*Dataset content*
+ + + + +

PR #2017, opened 2023-06-16
fix: load cargo manifest without resolving abs path of deps

### LINKED ISSUE #2016: `Cargo.Bazel.lock` checksum is unstable when using path dependencies in cargo workspace
The `Cargo.Bazel.lock` files produced on mac vs linux are byte-to-byte the same except for the checksum. Could you point me to where this checksum is calculated? Is this expected or a bug? I'm currently using `rules_rust 0.23.0`.

liningpan:
As described in the original issue, `cargo_toml` automatically resolves path dependencies inherited from the cargo workspace to their absolute paths, if the manifest is loaded with  `cargo_toml::Manifest::from_path`. 

The fix I propose here uses the `cargo_toml::Manifest::from_slice`, which does not attempt to load information from the workspace, and dependencies will only show up `Dependency::Inherited` instead of `Dependency::DependencyDetail`.

https://docs.rs/cargo_toml/latest/cargo_toml/struct.Manifest.html#method.from_str
> It does not call `complete_from_path`, so may be missing implicit data.

Even though the documentation says that it may be missing implicit data, it is not a problem for our use case, since the workspace manifest is also loaded and included in the hash. 

fix #2016


crate_universe/src/splicing.rs
```diff
@@ -118,8 +118,10 @@ impl TryFrom<SplicingManifest> for SplicingMetadata {
             .manifests
             .into_iter()
             .map(|(path, label)| {
-                let manifest = cargo_toml::Manifest::from_path(&path)
+                let manifest_content = fs::read(&path)
```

+ + + + +

Look through the entries for lines containing the word "checksum" and return each one.

### LINKED ISSUE #2016: `Cargo.Bazel.lock` checksum is unstable when using path dependencies in cargo workspace
The `Cargo.Bazel.lock` files produced on mac vs linux are byte-to-byte the same except for the checksum. Could you point me to where this checksum is calculated? Is this expected or a bug? I'm currently using `rules_rust 0.23.0`.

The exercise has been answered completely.